# Credit Card needed...



## somuchinlove (Oct 10, 2011)

Why would H need a credit card to file for D? He has been saying he is going to file for a week. Now his excuse for not filing is that he needs to get the credit card from me so that he can file. Why can't he just pay cash? And why does he have to remind me every day that he is filing for D? It's like he is intentionally trying to hurt me and it is starting to work


----------



## HerToo (Oct 3, 2011)

Tell him to go apply for one under his name. I don't know if you can call and freeze the credit card account. You can try.


----------



## Lon (Jun 6, 2011)

maybe he can't afford it? In my case my stbxw wanted to use mediation and I wanted to go straight to a lawyer because we basically agree on the terms of the separation so I felt mediation was unecessary... Once she realized that the mediator wanted cash up front my stbxw changed her tune since she has none (spending it all on concerts, travelling and going out all the time)


----------



## Halien (Feb 20, 2011)

Based on your suspicions of the OW, maybe consider posting a thread in the Coping with Infidelity section.

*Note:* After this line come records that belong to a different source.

PR #6097, opened 2026-07-17
fix(web): align radio button group indicator

dedyf5:
This PR fixes a visual alignment issue on the custom Radio Button component. Currently, the checked indicator (the center dot) is misplaced. 

**Screenhosts**

| Before | After |
| -------- | -------- |
| setting-member-create-user-before | setting-member-create-user-after |
| setting-storage-before | setting-storage-after |


boojack (approved):
LGTM, good catch

PR #6103, opened 2026-07-20
fix: keep apostrophes inside tags

### LINKED ISSUE #6078: Apostrophe in tag name
### Pre-submission Checklist

### Affected Area

Web UI

### Reproduced On

Latest release

### Memos Version Tested

neosmemo/memos:stable (docker), Version: 0.29.1

### Previous Version

_No response_

### Environment Details

Server: Ubuntu 26.04 + nginx + docker + mariadb, client: Chrome 149.0.7827.116 on MacOS M1 26.5.
The problem is that in Ukrainian language apostrophe symbol is widely used, for example: сімʼя (family). And when I type such word as a tag name (i.e. #сім'я) then only part of the word becomes a tag:

Image

Image

Image

Happens both via WebUI and memogram (0.5.0).

### Reproduction Frequency

Always

### Steps to Reproduce

1. Add new memo (or edit existing one)
2. Type some text and put some tags in Ukrainian including apostrophe (#сімʼя): Це буде тест #сім'я
3. Hit Ctrl-Enter to save the note
4. Only '#сім' will become a tag.

### Current Behavior

On saving the content with tag incuding apostrophe only part of the text becomes a tag.
This appears both in the note and in the tags list.

### Expected Behavior

The entire text (i.e. "#сімʼя") should be a tag.

### Regression Information

_No response_

### Logs

```shell

```

### Additional Context

_No response_

mayanksaini18:
## What

Fixes #6078 — an apostrophe inside a tag truncates it. `#сім'я` (Ukrainian for *family*) becomes `#сім`, `#O'Brien` becomes `#O`.

## Why

A tag character is validated by Unicode category. The apostrophe is punctuation — `'` (U+0027) is `Po`, and the curly quotes autocorrect produces (`'` U+2019, `'` U+2018) are `Pf`/`Pi` — none of which pass the letter/mark/number/symbol test, so the tag scan stops at the apostrophe.

(Interestingly, the *modifier-letter* apostrophe `ʼ` U+02BC is category `Lm` and already worked via `unicode.IsLetter`, but no keyboard produces it by default.)

## Change

Allow the ASCII apostrophe and the two curly single quotes in both definitions of the tag grammar, keeping backend and frontend in sync:

- **Backend:** `isValidTagRune` in `internal/markdown/parser/tag.go`
- **Frontend:** `TAG_CHAR_CLASS` in `web/src/utils/tag-grammar.ts` (the single source shared by the editor, renderer, autocomplete, and serialize round-trip)

This is consistent with how the grammar already treats `-`, `_`, `/`, `&`.

### Note for reviewers
This means a trailing/possessive apostrophe is now part of the tag (e.g. `#client's` → `client's`), matching the existing behaviour for the other allowed non-alphanumeric characters. If you'd prefer an interior-only rule (apostrophe kept only *between* two tag characters), I'm happy to switch — it's a bigger change on the frontend since it can't be expressed as a plain character-class member.

## Tests
- Go: added apostrophe cases (ASCII, curly, `O'Brien`, trailing-stops-at-space) plus a U+02BC regression guard in `tag_test.go`
- Frontend: added a renderer test in `remark-tag.test.tsx`
- `go test -race ./internal/...` ✅  ·  `cd web && pnpm lint && pnpm test` (244 tests) ✅

### DIFF
--- a/internal/markdown/parser/tag.go
+++ b/internal/markdown/parser/tag.go
@@ -67,6 +67,14 @@ func isValidTagRune(r rune) bool {
 		return true
 	}
 
+	// Allow apostrophes, which occur inside words and names in many languages
+	// (e.g. Ukrainian сім'я, French aujourd'hui, names like O'Brien). Covers the
+	// ASCII apostrophe as well as the curly single quotes produced by autocorrect.
+	// The modifier-letter apostrophe (U+02BC) is already covered by unicode.IsLetter.
+	if r == '\'' || r == '‘' || r == '’' {
+		return true
+	}
+
 	return false
 }
 
--- a/internal/markdown/parser/tag_test.go
+++ b/internal/markdown/parser/tag_test.go
@@ -186,6 +186,36 @@ func TestTagParser(t *testing.T) {
 			expectedTag: "family👨‍👩‍👧‍👦",
 			shouldParse: true,
 		},
+		{
+			name:        "apostrophe inside tag (ASCII ', Ukrainian сім'я)",
+			input:       "#сім'я",
+			expectedTag: "сім'я",
+			shouldParse: true,
+		},
+		{
+			name:        "apostrophe inside tag (curly ’, autocorrected)",
+			input:       "#сім’я",
+			expectedTag: "сім’я",
+			shouldParse: true,
+		},
+		{
+			name:        "apostrophe in name (O'Brien)",
+			input:       "#O'Brien",
+			expectedTag: "O'Brien",
+			shouldParse: true,
+		},
+		{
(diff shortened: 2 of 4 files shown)


mayanksaini18:
Hi @boojack — when you have a moment, could you give this a review? It's a small, focused fix for #6078 (apostrophes truncating tags), with tests on both the Go parser and the shared frontend grammar.

The Backend/Frontend Tests workflows are currently held at `action_required` (the first-time-contributor gate), so they'll need a maintainer's approval to run. CodeRabbit's automated review has already passed. Thanks!

sjorge:
I think this now got covered by https://github.com/usememos/memos/pull/6135 ?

Lots of people who have gone through similar situations can help you understand what might be going on with him.

My guess is that the credit card might be about more than the divorce. He might have plans with the OW.


----------



## somuchinlove (Oct 10, 2011)

I think he is broke because he has been living like a bachelor for the past 2.5 weeks. Thanks for the input, y'all!


----------